Question

If 3x-2y=11 and xy=12, find the value of $27x^{3}-8y^{3}$.

Answer 1

Hint: In this question we have given 3x-2y=11 and xy=12, and we have to find the value of $27x^{3}-8y^{3}$, so for this we have to write this: $27x^{3}-8y^{3}$ as $\left( a^{3}-b^{3}\right) $ form and after that we have to use one formula, that is, $\left( a^{3}-b^{3}\right) =\left( a-b\right) \left( a^{2}+ab+b^{2}\right) $, by which we will get our required solution.

Complete step-by-step solution:
Given conditions are
3x-2y=11 …………………….equation(1)
xy=12 ………………………..equation(2)
Now, $27x^{3}-8y^{3}$ this can be written as,
$27x^{3}-8y^{3}$
$=3^{3}\times x^{3}-2^{3}\times y^{3}$
$=\left( 3x\right)^{3} -\left( 2y\right)^{3} $ [since, as we know that $a^{n}\times b^{n}=\left( ab\right)^{n} $]
Now by using $\left( a^{3}-b^{3}\right) =\left( a-b\right) \left( a^{2}+ab+b^{2}\right) $..........equation(3)
We get,
$=\left( 3x\right)^{3} -\left( 2y\right)^{3} $ [ we have used a=3x and b=2y]
$=\left( 3x-2y\right) \left\{ \left( 3x\right)^{2} +\left( 3x\right) \left( 2y\right) +\left( 2y\right)^{2} \right\} $
$=\left( 3x-2y\right) \left\{ \left( 3x\right)^{2} +6xy+\left( 2y\right)^{2} \right\} $
$=11\times \left\{ \left( 3x\right)^{2} +6\times 12+\left( 2y\right)^{2} \right\} $ [using equation(1) and (2)]
$=11\times \left\{ \left( 3x\right)^{2} +\left( 2y\right)^{2} +72\right\} $ ………...equation(4)

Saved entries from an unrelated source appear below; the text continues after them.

PR #15815, opened 2019-08-09
Numpy add numpy op hanning, hamming, blackman

gyshi:
## Description ##

### Essentials ###

### Changes ###

## Comments ##

### DIFF
--- a/python/mxnet/ndarray/numpy/_op.py
+++ b/python/mxnet/ndarray/numpy/_op.py
@@ -34,7 +34,7 @@ __all__ = ['zeros', 'ones', 'full', 'add', 'subtract', 'multiply', 'divide', 'mo
            'trunc', 'logical_not', 'arcsinh', 'arccosh', 'arctanh', 'tensordot',
            'linspace', 'expand_dims', 'tile', 'arange', 'split', 'concatenate', 'stack', 'vstack', 'mean',
            'maximum', 'minimum', 'swapaxes', 'clip', 'argmax', 'std', 'var', 'indices', 'copysign',
-           'ravel']
+           'ravel', 'hanning', 'hamming', 'blackman']
 
 
 @set_module('mxnet.ndarray.numpy')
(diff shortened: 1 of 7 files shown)


src/operator/numpy/np_window_op.h
```diff
@@ -0,0 +1,139 @@
...
+    .describe("Context of output, in format [cpu|gpu|cpu_pinned](n)."
+    "Only used for imperative calls.");
+    DMLC_DECLARE_FIELD(dtype)
+    .set_default(mshadow::kFloat64)
+    MXNET_ADD_ALL_TYPES
+    .describe("Data-type of the returned array.");
+  }
+};
+
+inline bool NumpyWindowsShape(const nnvm::NodeAttrs& attrs,
```
haojin2: put this in `.cc` file

python/mxnet/ndarray/numpy/_op.py
```diff
@@ -2432,3 +2433,249 @@ def indices(dimensions, dtype=_np.int32, ctx=None):
     else:
         raise ValueError("The dimensions must be sequence of ints")
 # pylint: enable=redefined-outer-name
+
+
+@set_module('mxnet.ndarray.numpy')
+def hanning(M, dtype=None, ctx=None):
```
comaniac: I still prefer to use float64 as the default type in the function argument instead of having a checker at the beginning of the function. The reason is that the type of `dtype` would be `Union[None, str, numpy.dtype]` in the current implementation, which is inconsistent with the docstring saying that  `dtype : str or numpy.dtype`. Also, it makes the semantic ambiguous and should be avoided especially in Python 3.7. If the default value of `dtype` in the argument is `np.float64` or 'float64' then we can enforce its type to be `Union[str, numpy.dtype]` as documented.

gyshi: it's good, i think i should use float32 as the defaulet type,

So to find the solution of the above equation, we have to find the value of $\left( 3x\right)^{2} +\left( 2y\right)^{2} $, so for this we have to use identity , that is, $ \left( a\right)^{2} +\left( b\right)^{2} =\left( a-b\right)^{2} +2ab$
So by the above formula we can write $\left( 3x\right)^{2} +\left( 2y\right)^{2} $ as,
$\left\{ \left( 3x-2y\right)^{2} +2\left( 3x\right) \left( 2y\right) \right\} $
=$\left\{ \left( 3x-2y\right)^{2} +12xy\right\} $
=$\left\{ \left( 11\right)^{2} +12\times 12\right\} $ [using equation (1) and (2)]
=121+144=265.

So therefore, we get $\left( 3x\right)^{2} +\left( 2y\right)^{2} $ =265.
Now putting the value of $\left( 3x\right)^{2} +\left( 2y\right)^{2} $ in equation(4), we get,
$11\times \left\{ \left( 3x\right)^{2} +\left( 2y\right)^{2} +72\right\} $
=$11\times \left\{ 265+72\right\} $
=$11\times 337$=3707.

Therefore, we can write $27x^{3}-8y^{3}$=3707, which is our required solution.

Note: To solve this type of problems we need to keep in mind those formulas that we have used in this solution, also you might get confused that why we separately find the value of $\left( 3x\right)^{2} +\left( 2y\right)^{2} $, because in this question we have given only the values of 3x-2y=11 and xy=12 and there is no direct value of $\left( 3x\right)^{2} +\left( 2y\right)^{2} $ , so we have to use these( i.e,3x-2y=11 and xy=12) to find its value.